The spatial coordinate matrix specifies the physical positions of each spatial location in the tissue, with each row representing one location.

print(dat_loc[1:3, ])
#>           x   y
#> 147_104 104 147
#> 147_105 105 147
#> 147_106 106 147

Dimension reduction

QUEST operates on low-dimensional embeddings obtained from upstream methods. In general, we use spatially aware principal components (Spatial PCs).

The following code illustrates how these Spatial PCs can be generated using SpatialPCA.

# ST <- CreateSpatialPCAObject(
#   counts = dat_cnt,
#   location = dat_loc,
#   project = "SpatialPCA",
#   gene.type = "spatial",
#   sparkversion = "sparkx",
#   numCores_spark = 5,
#   gene.number = 3000,
#   min.loctions = 20,
#   min.features = 20
# )
# 
# ST <- SpatialPCA_buildKernel(
#   ST,
#   kerneltype = "gaussian",
#   bandwidthtype = "SJ",
#   bandwidth.set.by.user = NULL
# )
# 
# ST <- SpatialPCA_EstimateLoading(
#   ST,
#   fast = FALSE,
#   SpatialPCnum = 20
# )
# 
# ST <- SpatialPCA_SpatialPCs(ST, fast = FALSE)

The Spatial PCs used in this tutorial can be directly downloaded from the same data link, so they do not need to be recomputed.

load("../data/StereoSeq_Embryo95/pc.RData")

The Spatial PCs matrix has the following dimensions, with rows representing spatial locations and columns representing principal components.

dim(pc)
#> [1] 5912   20

A subset of the matrix is shown below for illustration.

print(pc[1:3, 1:3])
#>               pc1      pc2       pc3
#> 147_104 -3.599563 14.11253 -12.76451
#> 147_105 -4.337513 14.61970 -11.71134
#> 147_106 -4.130162 14.37786 -12.59037

Run QUEST step by step

Step 1: Fuzzy clustering with automatic fuzziness selection

We first perform fuzzy c-means clustering and automatically select the fuzziness parameter $m$ from a candidate grid using the XB index. This provides a flexible clustering framework while allowing the degree of fuzziness to be data-adaptive.
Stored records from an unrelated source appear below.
PR #735, opened 2020-08-20
Migrate PHPUnit configuration to version 9

Nyholm:
This will take care of the warning about migrating configuration. 

Screenshot 2020-08-20 at 14 02 29

### DIFF
--- a/.editorconfig
+++ b/.editorconfig
@@ -14,5 +14,5 @@ trim_trailing_whitespace = true
 [Makefile]
 indent_style = tab
 
-[src/**/Makefile]
-indent_style = tab
+[phpunit.xml.dist]
+indent_size = 2
--- a/phpunit.xml.dist
+++ b/phpunit.xml.dist
@@ -1,40 +1,37 @@
 <?xml version="1.0" encoding="UTF-8"?>
-
 <phpunit xmlns:xsi="http://www.w3.org/2001/XMLSchema-instance"
-         xsi:noNamespaceSchemaLocation="http://schema.phpunit.de/5.2/phpunit.xsd"
+         xsi:noNamespaceSchemaLocation="https://schema.phpunit.de/9.3/phpunit.xsd"
          backupGlobals="false"
          colors="true"
          bootstrap="tests/bootstrap.php"
          failOnRisky="true"
          failOnWarning="true"
 >
-    <php>
-        <ini name="error_reporting" value="-1" />
-    </php>
-
-    <testsuites>
-        <testsuite name="Test Suite">
-            <directory>./tests/</directory>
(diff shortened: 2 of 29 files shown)


jderusse (approved):
looks good to me

Nyholm:
Hm.. On PHP 7.x we are running PHPUnit 8. That gives a warning about config that is not recognized. 

I should make sure we are running PHP 9 as often as we can

jderusse:
> I should make sure we are running PHP 9 as often as we can

that's the job of phpunit-bridge.

a solution would be to run `--migtate-confoguration` in CI before running the test.

Nyholm:
Im more happy to get a warning about invalid config on PHP 7.2 than a warning about deprecated config on PHP8.0. 

I specify what version I want to the bridge.

.github/workflows/ci.yml
```diff
@@ -6,6 +6,9 @@ on:
     branches:
       - master
 
+env:
+  SYMFONY_PHPUNIT_VERSION: '9.3'
```
jderusse, line 10: the phpunit-bridge should take care of this. I'm not comfortable with maintaining a hardcoded version in this repository :-/

Nyholm: Okey. That is fair. 

Im not happy with rewriting config in CI =)

So, the question is: What warning do we like?
Option one: Deprecation warning (shown in the description)
Option two: A unknown config warning: 

Screenshot 2020-08-20 at 14 50 03


Im fine with whatever. When I started the PR I did not know of the "unknown config warning".

jderusse: hmm "unknown config" is just a warning or a behavior is not enabled?
I guess it's about coverage, and given we don't use it, it's not a real issue.

I'm fine with beeing compatible with the last version (fix deprecation). But the lower version should work as expected.

Nyholm: I agree, it is no real issue. 

I've updated the PR

Nyholm:
PR is updated, No CI changes. 

But I did update .editorconfig to use indentation_size=2 on phpunit.xml.dist. (It seams that 2 is preferred by PHPUnit)

.editorconfig
```diff
@@ -14,5 +14,5 @@ trim_trailing_whitespace = true
 [Makefile]
 indent_style = tab
 
-[src/**/Makefile]
-indent_style = tab
+[phpunit.xml.dist]
+indent_size = 2
```
jderusse, line 18: good catch

jderusse (approved):

.editorconfig
Nyholm: Thank you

Main inputs of `fcmclust_auto()`

The most important inputs are:

x: a numeric matrix of dimension $n \times d$ , where rows correspond to spatial locations and columns correspond to features;
nclus: the number of clusters;
vec_m: a numeric vector of candidate fuzziness parameters;
nstart: the number of random initializations;
iter_max: the maximum number of iterations for each initialization.

set.seed(2)
obj_fcm <- fcmclust_auto(
  x = pc,
  nclus = 12,
  vec_m = seq(from = 1.1, to = 2.0, by = 0.1),
  nstart = 50,
  iter_max = 100,
  verbose = FALSE
)

The fitted clustering object can be inspected as follows. The output contains the selected fuzziness parameter, membership matrix, hard cluster labels, cluster sizes, and additional model information.

print(obj_fcm)
#> Fuzzy c-means clustering with automatic fuzziness selection
#> 
#> Selected m:
#> [1] 1.3
#> 
#> XB index:
#> [1] 0.7780135
#> 
#> XB index over candidate m (first 5):
#>    m           xb
#>  1.1    0.8722102
#>  1.2    0.7988497
#>  1.3    0.7780135
#>  1.4    0.9253513
#>  1.5 1036.1610365
#> ... (truncated, use $xb_grid to view all values)
#> 
#> Corresponding clustering result:
#> 
#> Fuzzy c-means clustering with 12 clusters and 50 initializations
#> 
#> Fuzziness parameter (m):
#> [1] 1.3
#> 
#> Memberships (first 5 observations and first 3 clusters):
#>             [,1]         [,2]         [,3]
#> [1,] 0.007483206 0.0006129729 0.0004307095
#> [2,] 0.004037587 0.0003647268 0.0002265688
#> [3,] 0.004846589 0.0004151032 0.0002562929
#> [4,] 0.014094660 0.0008083182 0.0005618637
#> [5,] 0.059729192 0.0016189063 0.0012030115
#> 
#> Hard cluster labels (first 5 observations):
#> [1] "12" "12" "12" "12" "12"
#> 
#> Cluster sizes:
#>  [1] 606 496 425 709 628 554 284 136 470 811 262 531
#> 
#> Final objective value:
#> 1087835 
#> 
#> Number of iterations until convergence:
#> 14

Step 2: Uncertainty quantification

QUEST computes entropy-based uncertainty from the fuzzy membership matrix, yielding a location-level measure of clustering ambiguity. Larger entropy values indicate less confident assignments.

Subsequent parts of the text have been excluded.